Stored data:
BEGIN

PR #839, opened 2024-10-10
Add Immersive Stream dashboard

SamiSousa:


dashboards/immersive-stream/metadata.yaml
```diff
@@ -0,0 +1,7 @@
+sample_dashboards:
+  -
+    category: Immersive Stream
+    id: StreamInstance
```
EvanSimpson, line 4:
```suggestion
    id: immersive-stream
```

This needs to match the file names

EvanSimpson (changes requested):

END

=== Brief ===
For each line above that contains the word "EvanSimpson", copy that line.

=== Written reply ===
EvanSimpson, line 4:
EvanSimpson (changes requested):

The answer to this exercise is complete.